It would be nice to have similarly canonical priors for questions like “will the UK Prime Minister’s party win the next election”, but these don’t exist. We can conceptually do something similar by gathering base rates and then considering what information has emerged about this specific political scenario.

Art of base rates

Obviously base rates can be used when we are talking directly about “history repeating itself” such as forecasting the probability of an earthquake of at least a certain magnitude impacting San Francisco. But they also add value when estimating the probability of other events. Consider forecasting the chance of a particular leader leaving office. Life expectancy is a sort of base rate, and we can input the particular leader’s age and country to have a more relevant base rate to work with; we can evaluate the historical base rate of coups in “similar” countries; if the country has elections, we can evaluate how frequently the party in power loses elections in “similarly democratic” countries.

A forecaster should therefore be prepared to creatively identify applicable base rates and (formally or informally) weight them as part of the forecasting process. As an exercise, consider the probability of a particular NFL kicker making a game-winning 51 yard field goal. We might have the historical frequency of this particular kicker making game-winning field goals, 50+ yard field goals, 50+ yard field goals in this particular season, field goals in this particular game, field goals in this particular season, the historical frequency of all kickers making 50+ yard field goals…a lot to consider.

Sometimes, in addition, an intuitively obvious base rate is inapplicable. In its 2021-2022 term, the U.S. Supreme Court decided 58 cases and 16 of them were unanimous (not including per curiam opinions), for a base rate of ~28%. But a newsworthy Supreme Court case where a forecast is demanded is likely an atypically politically controversial one, so this base rate would be a terrible forecast.
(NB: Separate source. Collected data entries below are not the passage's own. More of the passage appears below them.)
PR #4371, opened 2024-11-13
Add EditorConfig-Checker Plugin to docs

6543:
REPO: https://codeberg.org/woodpecker-plugins/editorconfig-checker

DOCS: https://woodpecker-ci-woodpecker-pr-4371.surge.sh/plugins/EditorConfig%20Checker

### DIFF
--- a/.woodpecker/static.yaml
+++ b/.woodpecker/static.yaml
@@ -5,7 +5,7 @@ when:
 
 steps:
   - name: lint-editorconfig
-    image: docker.io/mstruebing/editorconfig-checker:v3.0.3
+    image: docker.io/woodpeckerci/plugin-editorconfig-checker:0.1.0
     depends_on: []
     when:
       - event: pull_request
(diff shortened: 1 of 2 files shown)


xoxys:
Why? Im still not a fan of this wrapping approach as it adds a lot of overhead

xoxys:
Ah this time its a real plugin, nevermind

pat-s:
While I also don't like the idea of shell wrappers as plugins without any additional beef behind it, I think the overall idea is to have a large suite of "plug and play" plugins that are perceived as "secure" compared to normal steps that would execute the same job.

6543:
Plungins are not only for security ... they are also for beginners to not write scripts.

In this case the main benefit is feedback on sucess and the option to only lint changed files (via simple bool option)

As told the target audience of such plugins (prettier, pm, editorconfig, ...) are beginners not advanced users.

And if it exist we cam dogfood ...

I think I need to make an actual survay about this to support my argument with hard numbers 🤔.

xoxys (approved):

Issue #4378, opened 2024-11-14
Refactor: move pipeline compilers getSecretValue() into an compiler Option


6543:
https://github.com/woodpecker-ci/woodpecker/blob/1c7728fae3b5f2f6ce99580066bed6b2f98167d2/pipeline/frontend/yaml/compiler/convert.go#L101
https://github.com/woodpecker-ci/woodpecker/blob/1c7728fae3b5f2f6ce99580066bed6b2f98167d2/pipeline/frontend/yaml/compiler/compiler.go#L97

instead of definding on the fly func and passing al secrets onto the compiler, we can inject an function that can directly query the database ... and for cli the args etc...

6543:
NOTE: if #3723 merged should als be done for it

PR #4380, opened 2024-11-14
Define and implement  secret querier via func interface to let pipeline compiler secrets

6543:
Address #4378

- this only sends secrets used to the agent
- allow for future improvement to inject a secret-querier that query an secret backend directly


cli/exec/exec.go
```diff
@@ -146,13 +146,17 @@ func execWithAxis(ctx context.Context, c *cli.Command, file, repoPath string, ax
...
-	for key, val := range metadata.Workflow.Matrix {
-		environ[key] = val
-		secrets = append(secrets, compiler.Secret{
-			Name:  key,
-			Value: val,
-		})
+
+	secretMap := metadata.Workflow.Matrix
+	secretQuerier := func(name string) (*compiler.Secret, error) {
+		secret, found := secretMap[strings.ToLower(name)]
```
6543, line 152: currently we use case-insensitive for name matiching ... If ok I want to make a breaking change afterwards that make it truly case sensitive ...

pipeline/frontend/yaml/compiler/compiler.go
```diff
@@ -139,14 +141,6 @@ func (c *Compiler) Compile(conf *yaml_types.Workflow) (*backend_types.Config, er
 		Name: fmt.Sprintf("%s_default", c.prefix),
 	})
 
-	// create secrets for mask
-	for _, sec := range c.secrets {
-		config.Secrets = append(config.Secrets, &backend_types.Secret{
```
6543, line 144: this is finally gone :tada: so the agent only has to know the secrets that are actually used

cli/exec/exec.go
6543: PS: I would do that in an dedicated pull

cli/exec/exec.go
```diff
@@ -146,13 +146,17 @@ func execWithAxis(ctx context.Context, c *cli.Command, file, repoPath string, ax
...
 	environ := metadata.Environ()
-	var secrets []compiler.Secret
-	for key, val := range metadata.Workflow.Matrix {
-		environ[key] = val
-		secrets = append(secrets, compiler.Secret{
-			Name:  key,
-			Value: val,
-		})
+
+	secretMap := metadata.Workflow.Matrix
```
6543, line 150: I have no idea why `metadata.Workflow.Matrix` is used in cli for secrets in the first place ?!? ... I think I'll add an dedicated option afterwards in an dedicated pull ...

6543:
-> this destryes the usage of secrets to only maks the log of certain output ... 

I'll worke on an other method to not have to send all secrets to the agent

6543:
-> https://github.com/woodpecker-ci/woodpecker/pull/4384

PR #2552, opened 2023-10-08
Improve repo list

anbraten:
- [x] sort repos by last access
- [x] show repo icon, if public 
- [ ] add endpoint to get a list of last pipelines for a list of #747
  - [ ] user repos closes #1872
  - [ ] repo pull-requests
  - [ ] repo branches
  - [ ] org repos
- [ ] show fallback if no pipeline was executed yet
- [ ] use same list for 
  - [ ] org repos page
  - [ ] repo branches tab
  - [ ] repo pull-request tab

image

PR #4386, opened 2024-11-16
Redesign repo list and include last pipeline

xoxys:
Supersedes: https://github.com/woodpecker-ci/woodpecker/pull/2552

- Use the same list for Repos/OrgRepos
- Show the last four visited Repos
- List all pipelines sorted by last pipeline creation

I tried out many variants of what information should be displayed in the repo list with different layouts and decided on the absolute minimum. Everything else seemed kind of overloaded and cluttered  (especially as it has to work consistently on mobile). However, if you have any ideas, please let me know, but I would like to keep this PR small and focus on the repo list for now.

Repo list (desktop):

image

Repo list (mobile):

OrgRepo list (mobile):


anbraten:
I would suggest to place the status icon in front of the last pipeline message to group all info that belongs to the pipeline. The time feels a bit far away on the desktop screen, however I've no nice idea were to place it instead. To avoid two icons we could remove the pipeline type icon (push, pr, ...). 

Some similar UIs I've found:

image

image

<https://v0.dev/chat/fWkCn1IFMjk?b=b_jUv2KjQbRRj>

image

web/src/lib/api/types/repo.ts
```diff
@@ -65,7 +67,7 @@ export interface Repo {
 
   visibility: RepoVisibility;
 
-  last_pipeline: number;
+  last_pipeline: Pipeline;
```
anbraten, line 70: Isn't this a number coming from the db. If so would rather suggest to use an additional `last_pipeline_item?: Pipeline` to avoid conflicts. Might also be an issue that the last pipeline gets unset when we are receiving updates via the sse stream.

web/src/components/repo/RepoItems.vue
```diff
@@ -0,0 +1,82 @@
...
+      class="flex flex-col border rounded-md bg-wp-background-100 overflow-hidden p-4 border-wp-background-400 dark:bg-wp-background-200 cursor-pointer hover:shadow-md hover:bg-wp-background-300 dark:hover:bg-wp-background-300"
+    >
+      <div class="grid grid-cols-[1.5rem,auto,1fr] gap-2 items-center">
+        <PipelineStatusIcon v-if="pipeline" :status="pipeline.status" />
+        <Icon v-else name="new" class="text-wp-text-100" />
+        <span class="text-wp-text-100 text-lg">{{ `${repo.owner} / ${repo.name}` }}</span>
+        <span class="ml-auto">
+          <Badge
+            v-if="repo.visibility === RepoVisibility.Public"
+            :label="$t('repo.settings.general.visibility.public.public')"
```
anbraten, line 13: Could you bring those translations a bit to the top level so sth like: `visibility.public`.

web/src/store/repos.ts
```diff
@@ -32,9 +32,13 @@ export const useRepoStore = defineStore('repos', () => {
 
   async function loadRepos() {
     const _ownedRepos = await apiClient.getRepoList();
-    _ownedRepos.forEach((repo) => {
-      repos.set(repo.id, repo);
-    });
+    await Promise.all(
+      _ownedRepos.map(async (repo) => {
+        const latestPipeline = await apiClient.getPipelineList(repo.id, { page: 1, perPage: 1 });
```
anbraten, line 37: Nice and easy solution.

web/src/views/Repos.vue
```diff
@@ -8,30 +8,42 @@
...
 const search = ref('');
 
 const { searchedRepos } = useRepoSearch(repos, search);
+const { sortReposByLastAccess, sortReposByLastActivity } = useRepos();
+
+const repoListAccess = computed(() => sortReposByLastAccess(repos.value || []));
+const repoListActivity = computed(() => sortReposByLastActivity(searchedRepos.value || []));
 
-onMounted(async () => {
+router.beforeEach(async () => {
```
anbraten, line 46: This would load the list again each time you navigate to a route (not only this one).

xoxys: Yeah, this was more or less a hack anyway where I wanted to ask for help :see_no_evil: `onMount` behaves weird when moving back and forward in the browser history e.g. the last duration is missing  (see video). Do you have an idea why?

https://github.com/user-attachments/assets/8a8a4b8e-d895-46c4-b693-460fcd58bee2

web/src/components/repo/RepoItems.vue
xoxys: Not sure what you mean. I have just used the existing translation from `en.json` and not added a new one.

web/src/lib/api/types/repo.ts
xoxys: At least, I have not found any ref on the server for this field.

web/src/views/Repos.vue
anbraten: I think when opening the repo it loads the specific repo again and overwrites `last_pipeline` with the number and therefore you loose the `last_pipeline` data (see my other comment).

web/src/components/repo/RepoItems.vue
anbraten: Yep. You are using `repo.settings.general.visibility.public.public` which was for the settings page as you can see in the name. As duplicating such entries makes no sense IMO, I started to move things like `repo.settings.general.visibility.public.public` to a rather flat property like `visibility.public` away from the place it's used to rather match just the content.

xoxys: Ah ok got it :+1: will take care

web/src/views/Repos.vue
xoxys: Ok even if I dont understand where `last_pipeline` (the number) is coming from I have added a new property `last_pipeline_item` as you suggested and this seems to fix the problem. Thanks!

xoxys:
> I would suggest to place the status icon in front of the last pipeline message to group all info that belongs to the pipeline. The time feels a bit far away on the desktop screen, however I've no nice idea were to place it instead. To avoid two icons we could remove the pipeline type icon (push, pr, ...).


Did some rework:

image

web/src/components/repo/RepoItems.vue
xoxys: Done

web/src/views/Repos.vue
xoxys: @anbraten looks like its still not fixed -.- I still see missing information while using the browser navigation. Any other ideas?

pat-s:
I like the new layout. Thanks for putting the time and effort in!

There's still room for UX improvement, but we can go from there and iterate on it. E.g. I think we have too much free space in the middle now where the repo list starts.

Additionally, I don't like the coloring of the "public" badge so much. I know it is already in use like this in the "add repository" list. Personally, I'd prefer no background but only a rounded border with a solid colored text. The gray color doesn't really fit into the light theme well, IMO. But this can also be done in a follow-up PR as this one is mainly about the layout.

Another idea would be to add possible repo avatars, now that we have so much space. And deciding for a visually pleasing default image.

pat-s (approved):

xoxys:
> E.g. I think we have too much free space in the middle now where the repo list starts.

Spacing is always a bit difficult. Too less and it looks weird, too much is wasting space.

> Additionally, I don't like the coloring of the "public" badge so much.

I would like to rework the badges globally, I also don't like them.

> Another idea would be to add possible repo avatars

We can try again, but for me, it was too much and looked overloaded.

web/src/views/Repos.vue
anbraten: Did some adjustments to setting the repos in store as it was overriding the entries again when opening a repo page.

web/src/components/repo/RepoCard.vue
```diff
@@ -0,0 +1,93 @@
...
+          <PipelineStatusIcon v-if="lastPipeline" :status="lastPipeline.status" />
+          <span class="whitespace-nowrap overflow-hidden overflow-ellipsis">{{ shortMessage }}</span>
+        </div>
+
+        <div v-else class="flex gap-x-2">
+          <span>{{ $t('repo.pipeline.no_pipelines') }}</span>
+        </div>
+      </div>
+
+      <div class="col-span-2 text-wp-text-100 text-sm min-h-5 mt-3">
```
anbraten, line 24:
```suggestion
      <div class="col-span-2 text-wp-text-100 text-sm min-h-4 mt-4">
```

Spacings / heights etc should try to be a multiple of 2.

web/src/views/Repos.vue
```diff
@@ -8,10 +8,14 @@
       <Button :to="{ name: 'repo-add' }" start-icon="plus" :text="$t('repo.add')" />
     </template>
 
-    <div class="space-y-4">
-      <ListItem v-for="repo in searchedRepos" :key="repo.id" :to="{ name: 'repo', params: { repoId: repo.id } }">
-        <span class="text-wp-text-100">{{ `${repo.owner} / ${repo.name}` }}</span>
-      </ListItem>
+    <div class="flex flex-col gap-4">
+      <div class="gap-4 grid grid-cols-1 md:grid-cols-2 lg:grid-cols-2">
+        <RepoCard v-for="repo in repoListAccess" :key="repo.id" :repo="repo" />
```
anbraten, line 13: While testing this it was quite confusing to me as repos where duplicated in both lists and I was not able to search in the upper one with the searchable items being quite far down:

image

We should probably decide for one list that might be sorted by both

xoxys:
image

You have removed the spacing at the top block completely now (its not equal to all other card spaces). But IMO this is confusing, the top 4 items a re sorted differently and not reflected in search filter etc. That are two different repo lists and they should be separated visibly.

web/src/views/Repos.vue
anbraten: Just tried the spacing gap-4 spacing for testing wasn't intended to be pushed.

web/src/components/repo/RepoCard.vue
xoxys: I don't agree in general but fine for me.

web/src/views/Repos.vue
xoxys: Personally, I also don't like the two columns layout if we use it for a huge list. Its hard to read and cant be caught easily by eye. It can be used for a short list e.g. pinned repos on GitHub or similar but not for such long repo lists.

anbraten: > The idea to keep both lists was:

That makes sense.

> the last four accessed repos

Did I removed that, as I was getting a longer list?

> don't filter them by search

It feels a bit strange seeing them when searching.

Maybe small titles like: `Last used` and `All repos` might help 🤔

xoxys: > Did I removed that, as I was getting a longer list?

Also possible I have never implemented it :D at least that was what I wanted to do

> Maybe small titles like: Last used and All repos might help 🤔

Yes, good point, that should help 👍 

Do you want to take care of finishing this PR, or should I?

anbraten: I am experimenting a bit right now. My current favorite is sth like the following. I would actually favorite to show only the pipeline message without any further context. One other thing I have to check is if we can update the `lastPipelineItem` when receiving updates to its state (or even showing the new latest pipeline in case we receive such an event).

image

xoxys: I liked the context information but fine for me as well.

> I am experimenting a bit right now.

Ok then I'll leave this PR to you. Ping me if you want me to review again.

xoxys:
The `RepoCard` renaming is IMO a unicorn, while we use `...Item` for almost all other list item templates.

anbraten:
> The RepoCard renaming is IMO a unicorn, while we use ...Item for almost all other list item templates.

Good point. Was `Items` before which confused me.

xoxys:
👍 that was my fault then

anbraten:
Finally got the updating of the last_pipeline to work, so new pipelines will replace the existing last pipelines and it will always show the current pipeline state. 

I've adjusted the lists now to show 4 highlighted repos and the list (without the highlighted repos) by default. When starting to search it only shows the search results. What do you think of that?

xoxys:
For me it doesnt work:

image

xoxys:
And there are now a lot of conflicts.

xoxys:
> Finally got the updating of the last_pipeline to work, so new pipelines will replace the existing last pipelines and it will always show the current pipeline state.

Nice!

> I've adjusted the lists now to show 4 highlighted repos and the list (without the highlighted repos) by default. When starting to search it only shows the search results. 

For me, its too dynamic and too much UI layout changes on interaction, which is IMO a bad UX. At least from your description, I could not test it yet due to the error.

anbraten:
While searching with the highlights staying at the top it was quite tough to notice the results being shown especially when using a mobile device.

xoxys:
Ok, and if we move the search field don't to the "All Repos" list?

xoxys:
That's how it looks right now for me on Firefox:

https://github.com/user-attachments/assets/4d6b6d9f-3ce3-4f11-bd39-6c01a17a2bfe

6543:
just based on the video, an idea poped up: could the transition from hiding and showing be sothed out (e.g. transition animation) - of course you are free to adopt the idea or not

xoxys:
My opinion stands, changing the layout (hiding/moving/transforming parts of the overall page layout) on keyboard inputs is a bad UX and should be avoided in any case.

xoxys:
Ok, after playing around with it, I can't find any better solution. The issue on mobile described by @anbraten is valid, and I agree on that. So to get forward, I would say we live with the tradeoff for now. I just added some changes:

- I still expect the "All repos" list to contain all repos (search is applied o this list)
- Smooth in-out transition while using search
- Layout adjustments to show feedback on empty search result and empty repo lists

I added all changes to a single commit so they can be easily reverted.


https://github.com/user-attachments/assets/292d75e0-9232-4d45-8872-6d42bf8fc79a

anbraten (approved):

pat-s:
Most users don't use mobile anyway I guess? If so, there will be future efforts to improve it. 

Thanks to both of you for finding a consensus and getting this improvement shipped 💙

xoxys:
Pretty confusing post for me. I try to sort it:

> Is this per user info then, right?

If the "last access" list is not user based, we should look into that.

> Can I adjust the number of recently visited repos to be displayed? Can I hide it or disable completely?

No, atm it can't be disabled you can of course hide it by custom CSS.

> But the issue is about repositories list. What is this about?

I don't understand this point. What is your problem/question? 

> What is the order?

Its 1)

> What visibility is it supposed to be?

It's supposed to be not "Public" so "Private" or "Internal" but we can improve this part if that's what you are asking for.

> Is there the N+1 problem? It is event worse: 2*N+1.

Also, something we should investigate.

zc-devs:
> we should look into that
> we should investigate

Thanks in advance.

> No, atm it can't be disabled you can of course hide it by custom CSS
> Its 1

Thanks for answers.

> I planned to rework the badges anyway, so I'll keep it in mind.

👍 

> I don't understand this point. What is your problem/question?

Just tried to understand what is the "pipeline list" you are talking about? Where it is and how I can test it?

xoxys:
> Just tried to understand what is the "pipeline list" you are talking about? Where it is and how I can test it?

Oh, now I got it. That's just a typo in the PR description, sorry for the confusion. It was meant to be:

- List all repos sorted by last pipeline creation

Ill fix it in the PR description

xoxys:
> So, it is Wodpecker's visibility, not the Forge.

Yes it shows the woodpecker state of the repo, whatever you have configured for it in the WP repos settings will apply here.

anbraten:
> Is this per user info then, right?
> 
> Under User 1 I've added some repos. I did not visited that repos under User 2, but they are on top:

It's the last 4 visited repos. If you never visited a repo it shows the first 4 repos from the "general" list (probably sorted by last pipeline time).


Just noticed the repo list for an org doesn't seem to be sorted by pipeline time.

zc-devs:
> List all repos sorted by last pipeline creation

Then I have another feedback.

Repos list used to be sorted by name, right? So, it was kinda static. One could remember at a subconscious level where some repo is. Like it is somewhere "one scroll from the top" and then "on the middle of the page". So, after "Repositories" clicked, I do one scroll and move pointer to the center of the screen. Then find the repo visually, adjust position of the pointer and click.

Now, this list is dynamic, it always changes. I even can do nothing, just hit F5 and there will be completely reordered list, just because my teammates push changes in other repos or some cron jobs. Reminds me of https://www.youtube.com/watch?v=uRGljemfwUE&t=507s 🤣 

It would be great to have sorting setting like in GitHub and default is by name.

xoxys:
Sure, there will always be different use cases and preferences. But IMO, the repo list was quite useless. But I agree, sorting options would be useful. Besides that, I would recommend creating separate issues for all the missing features you discovered.

zc-devs:
> GitHub repo list is sorted by last activity by default 
> in my opinion that should be the default for WP as well even if we add other sort options.

Maybe. At least it is in Gitea.
It would be great if this setting will be saved somewhere.

> same for Issues PR's, etc.

Not for me

[Issues Default](https://github.com/user-attachments/assets/96cdd93b-15c1-4ad7-9757-bfbba8ba8312)
[Issues Recently updated](https://github.com/user-attachments/assets/6fc488c8-61d8-485e-a729-753523bc996d)

[PRs Default](https://github.com/user-attachments/assets/4aec0c1b-d997-408a-8188-e23db2f3868b)
[PRs Recently updated](https://github.com/user-attachments/assets/1c0aa137-dbb3-4368-84ac-533f431f58ad)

In other words, you need to make sure that the base rate doesn’t mask a high degree of variance depending on the category, when the category of the thing you are forecasting is known.

Use in dialogue with other forecasters

A final benefit of thinking in base rates is that it helps understand disagreement. We’ve seen that there are judgment calls to be made; if you know that another forecaster disagrees with you but it can largely be explained by thinking about the problem differently and identifying different base rates, this is a helpful advance. The two of you can discuss which ones apply or not, or you can agree to disagree [2].

[1] p(condition, given positive test) = p(positive test, given condition) * p(condition) / p(positive test). Since p(positive test) = 100% * 0.1% + 0.5% * 99.9% = ~0.6%: p(condition, given positive test) = 100% * 0.1% / ~0.6% = ~16.67%

[2] People who are concerned about AI existential risk know that the base rate of “technological innovations causing human extinction” is 0%, so they feel comfortable disagreeing with a forecaster who relies on that base rate.